Les tests génétiques canins

TESTS ADN

 

Donner les meilleures garanties à nos clients sur la santé de leur chiot

Nos chiens font l'objet du dépistage de nombreuses mutations génétiques, dont les plus importantes : sensibilité médicamenteuse (MDR1), myélopathie dégénérative (DM), hypoplasie choroïdienne (CEA) et atrophie progressive de la rétine (PRA). Nous ne produisons aucun chiot à risque de DM (-/-).

 

De quoi est-il question ?

 

Depuis des siècles, l'homme sélectionnait les races canines afin d'en améliorer les performances pour la chasse, la surveillance ou le rassemblement du troupeau... Depuis la fondation du Kennel Club au Royaume-Uni le 4 avril 1873, cette sélection est administrée de façon centralisée sur la base de critères presque exclusivement morphologiques et avec des connaissances scientifiques souvent rudimentaires, ce qui a mené à de nombreuses dérives.
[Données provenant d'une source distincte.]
PR #1294, opened 2020-04-16
Update CircleCI config for branch "v5.15"

micque01:
Pull latest config changes from https://github.com/ARMmbed/docs-ci-config.git

### DIFF
--- a/config.yml
+++ b/config.yml
@@ -9,10 +9,10 @@ references:
 executors:
   doc_builder:
     docker:
-      - image: mbed/doc_builder:latest
-        auth:
-          username: $DOCKER_USER
-          password: $DOCKER_PASS
+      - image: $AWS_QA_ACCOUNT_ID.dkr.ecr.us-west-2.amazonaws.com/otg/doc-builder:latest
+        aws_auth:
+          aws_access_key_id: $AWS_QA_ACCESS_KEY_ID
+          aws_secret_access_key: $AWS_QA_SECRET_KEY
 
 commands:
   setup_aws_credentials:


micque01:
@AnotherButler @iriark01 The Travis tests are failing, I'm not sure what is causing this. Is this a blocker to getting these PRs merged?

iriark01:
I think you can merge, since you only worked on CircleCI so it can't be this PR that broke it.

@jamesbeyond can you help me figure out why Travis is failing?

jamesbeyond:
> I think you can merge, since you only worked on CircleCI so it can't be this PR that broke it.
> 
> @jamesbeyond can you help me figure out why Travis is failing?

Hi @iriark01 ,
The reason that travis is failing is because it checks out the latest mbed-os, instead of using 5.15 version of mbed-os:
https://github.com/ARMmbed/mbed-os-5-docs/blob/v5.15/.travis.yml#L26
some of the mbed-os API deprecations, the 5.15 version doc code snippets not compatible with  latest mbed-os any more. the solution would be adding `git checkout mbed-os-5.15 ` after that line

iriark01:
Thank you @jamesbeyond . Is that something you can do, or do I need to get another team invovled?

jamesbeyond:
> Thank you @jamesbeyond . Is that something you can do, or do I need to get another team invovled?

Maybe @micque01 could you make that fix in this PR ? it is failing at the moment, 

you just need to put
`git checkout mbed-os-5.15`
after
https://github.com/ARMmbed/mbed-os-5-docs/blob/v5.15/.travis.yml#L26

micque01:
Hi @jamesbeyond, thank you for the suggestion for the fix. However I am reluctant to fix it here as it is outside the scope of this PR and the maintenance of these tests is not in the web team's remit. A similar fix also needs to be applied to other branches v5.11, v5.12, v5.13, and v5.14, as it seems it is broken there too.

Is there a team responsible for the maintenance of these tests?

iriark01:
Merging, since Travis failure shouldn't impact CircleCI configs

PR #1301, opened 2020-04-20
fix travis for 5.15 branch

jamesbeyond:
This is the fix for https://github.com/ARMmbed/mbed-os-5-docs/pull/1294
@iriark01


iriark01:
Thank you so much!

PR #1306, opened 2020-05-01
Wait APIs

evedon:
Re-introduced the wait API.

### DIFF
--- a/docs.json
+++ b/docs.json
@@ -195,7 +195,7 @@
                                     "path": "docs/api/rtos/Kernel.md"
                                 },
                                 {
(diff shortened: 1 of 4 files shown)


iriark01:
@evedon this used to be in Platform, but seems very RTOS-related. I'm not sure where to put it.

evedon:
Leave it in Platform. Or we create a `Time` category.

iriark01:
Merging; the final structure of the API hasn't been determined but so long as it's in the JSON and the API index it won't be forgotten.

En particulier, la mode de l'hypertype a mené les éleveurs à élaborer des programmes de sélection basés sur une consanguinité trop poussée favorisant l'expression de maladies génétiques.

 

Ces altérations génétiques sont souvent involontairement sélectionnées car elles se trouvent physiquement proches d'un autre gène volontairement sélectionné (gène responsable d'une caractéristique recherchée pour la race considérée), ce qui peut expliquer les sensibilités spécifiques en terme de maladies génétiques.

 

La cartographie par séquençage de l'ensemble du génome canin a été réalisée et publiée pour la première fois en 2005, et de nombreuses études scientifiques internationales ont été lancées depuis cette date. Une véritable révolution est en train de se produire : les origines génétiques de centaines de maladies sont de mieux en mieux comprises, des tests ADN sont mis au point et commercialisés par les laboratoires à des prix de plus en plus compétitifs. La situation est donc en train d'évoluer radicalement...

 

Et chez le Colley et le Berger Américain Miniature ?

 

Ces deux races présentent trois sensibilités héréditaires principales :

 

   La première, l'hypoplasie choroïdienne, est connue depuis longtemps sous la dénomination "anomalie de l'oeil du Colley". C'est une affection héréditaire monogénique récessive qui touche essentiellement les chiens de races Colley, Berger Australien, Berger Américain Miniature, Border Collie et Shetland. On constate une grande variabilité dans les symptômes exprimés en fonction de la race atteinte, mais aussi une grande variabilité entre les individus atteints d’une même race. L'anomalie génétique entraîne un développement anormal du tissu vascularisé présent sous la rétine appelé choroïde. On peut distinguer 4 grades de la pathologie en fonction du degré d’atteinte des structures oculaires. Les grades 1 (hypoplasie/dysplasie) et 2 (colobome) n'entraînent pas de gêne visuelle et sont non évolutifs. Il est possible de faire réaliser un fond d'oeil par un vétérinaire ophtalmologiste afin d'établir un diagnostic.

 

   La deuxième est également bien connue depuis des années, il s'agit d'une sensibilité à une molécule présente dans certains médicaments (en particulier anti-parasitaires et anesthésiants) : de très nombreux Colleys possèdent une anomalie génétique qui permet à cette molécule de passer dans le cerveau en entraînant des tremblements allant parfois jusqu'au coma ou la mort. Cette sensibilité étant extrêmement fréquente, il est fortement recommandé d'éviter ces molécules. Un test de dépistage existe désormais et permet d'être informé sur la sensibilité personnelle de son chien, qui peut être nulle (sujets indemnes), moyenne (sujets porteurs) ou forte (sujets doublement porteurs).

 

   La troisième sensibilité touche, avec une prévalence variable, la majorité des races canines. Il s'agit de la myélopathie dégénérative, maladie caractérisée par une dégénérescence progressive de la moelle épinière de la région thoraco-lombaire qui atteint les chiens à partir de 8 ou 10 ans. Il s'ensuit une paralysie progressive de l'appareil locomoteur avec une issue fatale en 18 à 24 mois. Il n'existe aucun traitement connu, c'est pourquoi il est capital d'éradiquer cette maladie par une sélection rigoureuse des reproducteurs. De transmission autosomique récessive, la mutation n'affecte pas les chiens hétérozygotes (porteurs de la mutation) mais seulement, avec une pénétrance incomplète, les individus doublement porteurs. Ceci implique pour l'éleveur d'intégrer ce critère dans sa sélection : en deux générations, un élevage pratiquant le test DM sur ses reproducteurs peut éradiquer cette mutation de sa production. C'est la résolution prise par l'élevage de la Forêt des Aigles.